Neogene global climate change and East Asian dust sources: Combined rutile geochemistry and zircon U Pb analysis from the northern Chinese Loess Plateau

During the late Neogene, global climate underwent a long-term transition to cooler climates that culminated in the Quaternary icehouse conditions. In the East Asian terrestrial realm, atmospheric dustiness increased, and the volume of aeolian dust deposits expanded significantly. The Neogene Red Clay deposits, located on the Chinese Loess Plateau (CLP), provide an exceptional geologic archive to investigate pre-Quaternary climates and envi-ronments. Constraining the provenance of the Red Clay is crucial for unravelling the links between late Neogene Central-East Asian climate, tectonics and desertification. However, Red Clay provenance is highly debated and data are scarce. In this study, we have used a multi-proxy approach at a high sampling resolution to study the provenance of the c. 7-2.6 Ma Baode Red Clay. Our data consist of joint detrital zircon U-Pb ages and detrital rutile trace element geochemistry of the Baode Red Clay, and of a massive rutile geochemistry dataset from 14 potential dust source areas. The data indicate that the Mio-Pliocene and Plio-Pleistocene global climate transi-tions were coupled with gradual dust provenance shifts.
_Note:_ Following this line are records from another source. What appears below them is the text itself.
Issue #1598, opened 2020-08-10
Implement issue flow adornment tagger


duncanp-sonar:
### Description

Implement an adornment tagger that displays a numbered tag for each step in the selected flow.

Look and feel:
* theming: the colourisation used should work appropriately in different themes
* font settings: the appropriate editor font settings should be used and the adornment updated as the settings change (e.g. text font and height)

TODO:
- [x]  tooltip
- [x] optimistation? the MS example has optimisations to reuse WPF items if possible. DONE.
- [ ] ~~? potential bug? the MS example refers to a workaround for a bug (delays creating the tags until the WPF layout has finished?)~~
- [ ] ~~? different highlight for selected step?~~
- [ ] ~~? clickable?~~

Relates to https://jira.sonarsource.com/browse/MMF-2098

PR #1699, opened 2020-09-10
Added adornment caching

duncanp-sonar:
Relates to #1598

### DIFF
--- a/src/IssueViz.UnitTests/Editor/SelectedIssueTagging/Adornment/IssueLocationAdornmentTaggerTests.cs
+++ b/src/IssueViz.UnitTests/Editor/SelectedIssueTagging/Adornment/IssueLocationAdornmentTaggerTests.cs
@@ -18,23 +18,91 @@
  * Inc., 51 Franklin Street, Fifth Floor, Boston, MA  02110-1301, USA.
  */
 
+using System;
 using System.Linq;
-using System.Windows.Media;
-using System.Windows.Media.TextFormatting;
 using FluentAssertions;
 using Microsoft.VisualStudio.TestTools.UnitTesting;
 using Microsoft.VisualStudio.Text;
 using Microsoft.VisualStudio.Text.Editor;
-using Microsoft.VisualStudio.Text.Formatting;
+using Microsoft.VisualStudio.Text.Tagging;
 using Moq;
+using SonarLint.VisualStudio.Integration.UnitTests;
+using SonarLint.VisualStudio.IssueVisualization.Editor.SelectedIssueTagging;
 using SonarLint.VisualStudio.IssueVisualization.Editor.SelectedIssueTagging.Adornment;
+using static SonarLint.VisualStudio.IssueVisualization.Editor.SelectedIssueTagging.Adornment.IssueLocationAdornmentTagger;
 using static SonarLint.VisualStudio.IssueVisualization.UnitTests.Editor.Common.TaggerTestHelper;
 
-namespace SonarLint.VisualStudio.IssueVisualization.UnitTests.Editor.SelectedIssueTagging.Highlighting
+namespace SonarLint.VisualStudio.IssueVisualization.UnitTests.Editor.SelectedIssueTagging.Adornment
 {
     [TestClass]
     public class IssueLocationAdornmentTaggerTests
     {
+        private static readonly IWpfTextView ValidTextView = CreateWpfTextView();
+
+        [TestInitialize]
+        public void TestInitialize()
+        {
+            ThreadHelper.SetCurrentThreadAsUIThread();
+        }
+
+        [TestMethod]
+        public void Ctor_SubscribesToEvents()
+        {
+            var aggregatorMock = new Mock<ITagAggregator<ISelectedIssueLocationTag>>();
+            aggregatorMock.SetupAdd(x => x.BatchedTagsChanged += (sender, args) => { });
+
+            // Act
+            var testSubject = new IssueLocationAdornmentTagger(aggregatorMock.Object, ValidTextView);
+
+            var expectedCallCount = Times.Exactly(2); // once for our class, once for the base class
+            aggregatorMock.VerifyAdd(x => x.BatchedTagsChanged += It.IsAny<EventHandler<BatchedTagsChangedEventArgs>>(), expectedCallCount);
+        }
+
+        [TestMethod]
+        public void Dispose_UnsubscribesFromEvents()
+        {
+            var aggregatorMock = new Mock<ITagAggregator<ISelectedIssueLocationTag>>();
+            aggregatorMock.SetupRemove(x => x.BatchedTagsChanged -= (sender, args) => { });
+
+            var testSubject = new IssueLocationAdornmentTagger(aggregatorMock.Object, ValidTextView);
+
+            // Act
+            testSubject.Dispose();
+
+            var expectedCallCount = Times.Exactly(2); // once for our class, once for the base class
+            aggregatorMock.VerifyRemove(x => x.BatchedTagsChanged -= It.IsAny<EventHandler<BatchedTagsChangedEventArgs>>(), expectedCallCount);
+        }
+
+        [TestMethod]
+        public void OnBatchedTagsChanged_CacheCleanupIsCalled()
+        {
+            var cacheMock = new Mock<ICachingAdornmentFactory>();
+
+            var snapshot = CreateSnapshot(length: 123);
+            var textView = CreateWpfTextView(snapshot);
+            var locViz1 = CreateLocationViz();
+            var locViz2 = CreateLocationViz();
+
+            // The setup for the aggregator is different for this test since we're using a different
+            // overload of "GetTags" from all of the other tests.
+            // Here, we're expecting a SnapshotSpan covering the whole snapshot to be passed in
+            var wholeSnapshotSpan = new SnapshotSpan(snapshot, 0, snapshot.Length);
+
+            var mappingSpan1 = CreateMappingTagSpan(snapshot, new SelectedIssueLocationTag(locViz1));
+            var mappingSpan2 = CreateMappingTagSpan(snapshot, new SelectedIssueLocationTag(locViz2));
+            var aggregatorMock = new Mock<ITagAggregator<ISelectedIssueLocationTag>>();
+            aggregatorMock.Setup(x => x.GetTags(wholeSnapshotSpan))
+                .Returns(new[] { mappingSpan1, mappingSpan2 });
+
+            var testSubject = new IssueLocationAdornmentTagger(aggregatorMock.Object, textView, cacheMock.Object);
+            cacheMock.Invocations.Count.Should().Be(0);
+
+            // Act
+            RaiseBatchedTagsChanged(aggregatorMock);
+            aggregatorMock.Verify(x => x.GetTags(wholeSnapshotSpan), Times.Once);
+            cacheMock.Verify(x => x.RemoveUnused(new[] { locViz1, locViz2 }), Times.Once);
+        }
+
         [TestMethod]
         public void GetTags_NoSelectedIssueLocationTags_ReturnsEmpty()
         {
@@ -42,7 +110,7 @@ namespace SonarLint.VisualStudio.IssueVisualization.UnitTests.Editor.SelectedIss
             var inputSpans = CreateSpanCollectionSpanningWholeSnapshot(snapshot);
 
             var aggregator = CreateSelectedIssueAggregator();
-            var viewMock = CreateValidTextView(snapshot);
+            var viewMock = CreateWpfTextView(snapshot);
 
             var testSubject = new IssueLocationAdornmentTagger(aggregator, viewMock);
 
@@ -61,7 +129,7 @@ namespace SonarLint.VisualStudio.IssueVisualization.UnitTests.Editor.SelectedIss
             var selectedLoc2 = CreateLocationViz(snapshot, new Span(20, 25), "selection 2");
             var aggregator = CreateSelectedIssueAggregator(selectedLoc1, selectedLoc2);
 
-            var viewMock = CreateValidTextView(snapshot);
+            var viewMock = CreateWpfTextView(snapshot);
 
             var testSubject = new IssueLocationAdornmentTagger(aggregator, viewMock);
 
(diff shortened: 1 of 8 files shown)


src/IssueViz/Editor/SelectedIssueTagging/Adornment/IssueLocationAdornment.cs
```diff
@@ -28,37 +28,42 @@ namespace SonarLint.VisualStudio.IssueVisualization.Editor.SelectedIssueTagging.
...
             // e.g. if the user changes the font size
-            Location = issueTag.Location;
+            LocationViz = locationViz;
 
             Margin = new System.Windows.Thickness(1, 0, 1, 0); // Space between this UI element and the editor text
             Padding = new System.Windows.Thickness(0);  // Space between the side of the control and its content    
 
             Background = Brushes.Pink;
-            BorderBrush = Brushes.Red;
+            BorderBrush = Brushes.LightCoral;
```
duncanp-sonar, line 43: Unrelated: minor visual tweak so the contrast between the border and background is less harsh.

src/IssueViz/Editor/SelectedIssueTagging/Adornment/IssueLocationAdornment.cs
```diff
@@ -28,37 +28,42 @@ namespace SonarLint.VisualStudio.IssueVisualization.Editor.SelectedIssueTagging.
     internal class IssueLocationAdornment : Button
     {
         private readonly TextBlock textBlock;
-        public IAnalysisIssueLocationVisualization Location { get; }
+        public IAnalysisIssueLocationVisualization LocationViz { get; }
 
-        public IssueLocationAdornment(ISelectedIssueLocationTag issueTag, IFormattedLineSource formattedLineSource)
+        public IssueLocationAdornment(IAnalysisIssueLocationVisualization locationViz, IFormattedLineSource formattedLineSource)
```
duncanp-sonar, line 33: Miscellaneous: it's simpler just to pass the location visualisation - we weren't using the tag.

src/IssueViz/Editor/SelectedIssueTagging/Adornment/IssueLocationAdornment.cs
```diff
@@ -28,37 +28,42 @@ namespace SonarLint.VisualStudio.IssueVisualization.Editor.SelectedIssueTagging.
...
+                Text = LocationViz.StepNumber.ToString(),
+                Padding = new System.Windows.Thickness(0.2, 0, 0.2, 0),
+                Margin = new System.Windows.Thickness(0),
+            };
+            Update(formattedLineSource);
+
+            ToolTip = new TextBlock
+            {
+                Text = LocationViz.Location.Message
+            };
```
duncanp-sonar, line 58: Miscellaneous: added the tooltip.

src/IssueViz/Editor/SelectedIssueTagging/Adornment/IssueLocationAdornment.cs
```diff
@@ -28,37 +28,42 @@ namespace SonarLint.VisualStudio.IssueVisualization.Editor.SelectedIssueTagging.
...
+
             Content = textBlock;
         }
 
-        private void FormatText(IFormattedLineSource formattedLineSource)
+        public void Update(IFormattedLineSource formattedLineSource)
```
duncanp-sonar, line 63: Now called whenever an existing tag is updated.

src/IssueViz/Editor/SelectedIssueTagging/Adornment/IssueLocationAdornmentTagger.cs
```diff
@@ -40,11 +64,89 @@ protected override TagSpan<IntraTextAdornmentTag> CreateTagSpan(ISelectedIssueLo
             // should have zero length spans. Overriding this method allows control
             // over the tag spans.
             var adornmentSpan = new SnapshotSpan(trackedTag.Location.Span.Value.Start, 0);
-            var adornment = new IssueLocationAdornment(trackedTag, wpfView.FormattedLineSource);
+            var adornment = adornmentCache.CreateOrUpdate(trackedTag.Location);
 
-            // If we don't call Measure here the tag is positioned incorrectly
-            adornment.Measure(new System.Windows.Size(double.PositiveInfinity, double.PositiveInfinity));
```
duncanp-sonar, line 46: Moved to the cache/factory method.

src/IssueViz.UnitTests/Editor/SelectedIssueTagging/Adornment/IssueLocationAdornmentTaggerTests.cs
```diff
@@ -77,31 +145,11 @@ public void GetTags_HasSelectedIssueLocationTags_ReturnsExpectedAdornmentTags()
...
             adornment1.Should().NotBeNull();
-            adornment1.Location.Should().Be(selectedLoc1);
+            adornment1.LocationViz.Should().Be(selectedLoc1);
 
             var adornment2 = actual[1].Tag.Adornment as IssueLocationAdornment;
             adornment2.Should().NotBeNull();
-            adornment2.Location.Should().Be(selectedLoc2);
-        }
-
-        private static IWpfTextView CreateValidTextView(ITextSnapshot snapshot)
```
duncanp-sonar, line 87: Moved to the helper class

src/IssueViz/Editor/SelectedIssueTagging/Adornment/IssueLocationAdornmentTagger.cs
```diff
@@ -40,11 +66,85 @@ protected override TagSpan<IntraTextAdornmentTag> CreateTagSpan(ISelectedIssueLo
...
+            if (disposing)
+            {
+                tagAggregator.BatchedTagsChanged -= OnTagsChanged;
+            }
+            base.Dispose(disposing);
+        }
+
+        #region Adornment cache
+
+        internal interface ICachingAdornmentFactory
```
rita-g-sonarsource, line 85: Maybe extract this to another file? I think it has enough in it that it deserves its own file.

src/IssueViz/Editor/SelectedIssueTagging/Adornment/IssueLocationAdornmentTagger.cs
```diff
@@ -40,11 +66,85 @@ protected override TagSpan<IntraTextAdornmentTag> CreateTagSpan(ISelectedIssueLo
...
+        {
+            /// <summary>
+            /// Clears unnecessary entries from the cache
+            /// </summary>
+            /// <param name="currentLocations">The list of locations that are still in use</param>
+            void RemoveUnused(IEnumerable<IAnalysisIssueLocationVisualization> currentLocations);
```
rita-g-sonarsource, line 91: Maybe just "Refresh" or "RefreshCache"?
The convention is that "Remove" accepts the items to remove, so it's confusing that it's actually the items to keep.

src/IssueViz/Editor/SelectedIssueTagging/Adornment/IssueLocationAdornmentTagger.cs
```diff
@@ -18,20 +18,46 @@
...
+        private readonly ITagAggregator<ISelectedIssueLocationTag> tagAggregator;
 
         public IssueLocationAdornmentTagger(ITagAggregator<ISelectedIssueLocationTag> tagAggregator, IWpfTextView textView)
-            : base(tagAggregator, textView)
+            : this(tagAggregator, textView, new CachingAdornmentFactory(textView))
         {
-            wpfView = textView;
+        }
+
+        internal /* for testing */ IssueLocationAdornmentTagger(ITagAggregator<ISelectedIssueLocationTag> tagAggregator,
```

We propose these shifts indicate the intensification of East Asian winter monsoon and/or enhanced Central-East Asian drying as a response to global cooling. We also identify temporary Pliocene provenance changes that interrupt the long-term winter monsoon-controlled dust transport at c. 4 Ma and c. 3.5 Ma. Several indicators point to dust transport by the westerly jet at c. 4 Ma, possibly caused by a shift in the jet position as a response to global cooling, and/or enhanced wet deposition caused by intensified summer monsoon. Alternatively, the role of the paleo-Yellow River should be investigated further. We infer the 3.5 Ma provenance signal was caused by increased Yellow River-transported material from eroding Northeastern Tibetan Plateau and/or western CLP. Implications of our results not only shed light on the links between late Cenozoic global climate change and Central-East Asian dust cycle, but also provide detailed information to further investigate the late Neogene regional geomorphology and its effects on dust emission, transport, and deposition. Our combined rutile-zircon analysis also verifies that a multi-proxy single-grain approach that targets different types of primary source rocks is needed for reliable provenance analysis of the CLP dust.